Adrenocortical disease is frequently diagnosed in ferrets and adrenocortical neoplasia is a common cause of adrenal gland enlargement and disease. Adrenocortical adenomas and adenocarcinomas are neoplastic changes noted in ferrets. Benign adrenocortical hyperplasia can occur as well. Definitive diagnosis of adrenocortical neoplasia is based on histopathological evaluation of the affected adrenal gland from biopsy.9 Surgical therapy is recommended to remove the affected adrenal gland, or in the case of bilateral adrenal gland involvement, a subtotal adrenalectomy on one side and total adrenalectomy on the other is recommended. Nonsurgical forms of therapy are available such as hormone therapy. Neoplastic changes of the adrenal glands are not likely to respond to medical therapy alone.

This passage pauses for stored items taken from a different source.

PR #284, opened 2026-09-15
feat(sdk): Vocabulary Complexity and Sentence Structure on the multi-step base

michael-berger-czi:
Summary per Claude: this is the second of two PRs for Phase 1b ([DSCR-2213](https://czi.atlassian.net/browse/DSCR-2213)) — the two contracts that need more than one model call, declared on the base in #286. **Base is #286's branch**, so review that one first; retarget this to `release-python-sdk-1.0` once it merges. Both evaluators are declarations plus the computations their contracts name; nothing about the multi-step flow lives here.

> Restructured from the original single PR at the reviewer's request. The plumbing moved to #286, so the two earlier Copilot threads on `multi_step.py` now point at lines that live there. Both were addressed before the split — the provider cache key and `as_prompt_text`'s JSON parity — and the fixes are in #286.

## The two evaluators

- **Vocabulary Complexity** (45 lines): a shared prose step for background knowledge, then the rating branch the grade selects — Gemini 2.5 Pro for grades 3-4 with `{fk_score}` bound, GPT-4.1 for 5-12 without it, as each step's and each preprocessing entry's own condition declares. It is short because the routing is the contract's, not the code's.
- **Sentence Structure**: `textstat` ground-truth counts into an LLM grammatical analysis, then ~30 ratios derived from its counts into the grade's rubric for classification. `SentenceAnalysis` states the first step's shape, which the registry does not describe — `config.json` declares an `output_schema` for the evaluator, not one per step.

`features/readability.py` (the ground-truth counts block) and `features/sentence_features.py` (the ratios and their JSON form) hold the computations the contracts name as `custom`, keyed by the declared function name so a rename fails at import. The derived features are byte-identical to the internal implementation the fixtures came from over 5,000 randomised analyses.

## Verification

- Registry conformance and the cross-SDK prompt check now **derive** the steps an evaluator runs from the contract and compare every one of them, instead of assuming a single conventionally-named step. Placeholders each SDK computes with its own language's library are masked, and so are step outputs, which would mean calling a model; the masked numbers' rounding is checked separately.
- The integration suite derives the expected envelope label from the contract per case — every model the steps *these inputs* run will use, deduplicated, in run order — and asserts it exactly.
- 785 tests on Python 3.13 and 3.10; all 22 live fixtures pass, both new evaluators exact on the first attempt.

## Known cross-SDK divergences, flagged in code

Tracked in [DSCR-2223](https://czi.atlassian.net/browse/DSCR-2223), not fixed here, because both touch published TypeScript 1.0 behaviour:

1. `features_to_json` truncates each feature to a whole number — the notebook's arithmetic, which produced the fixtures and rubric thresholds — where TypeScript `Math.round`s. Measured over 2,000 synthetic analyses, every one differs on at least one feature.
2. TypeScript clamps the ground-truth Flesch-Kincaid grade at zero; Python does not, so very simple text can bind a negative grade.

The registry pins neither, because `kind: "custom"` means the contract *names* a function rather than describing it — which is how the two drifted with no check failing.

[DSCR-2224](https://czi.atlassian.net/browse/DSCR-2224) separately tracks that a contract fault at evaluation time is classified as a provider failure, in both bases.


adnanrhussain (approved):
LGTM

czi-fsisenda (commented):
Looks good!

Pancreatic beta cell tumors (insulinomas) are frequently diagnosed in ferrets in the United States. Ferrets with this disease will usually present with clinical signs of hypoglycemia which can include rear limb weakness, gradual onset of weakness, increased salivation, episodes of collapse, unresponsiveness or even seizurues.9 Surgical and medical management is aimed at regulating the blood glucose level in the patient.
Many other neoplastic diseases occur in ferrets. A copious amount of information is available in the literature and the clinician is directed to these references for a complete summary of neoplastic disease in ferrets.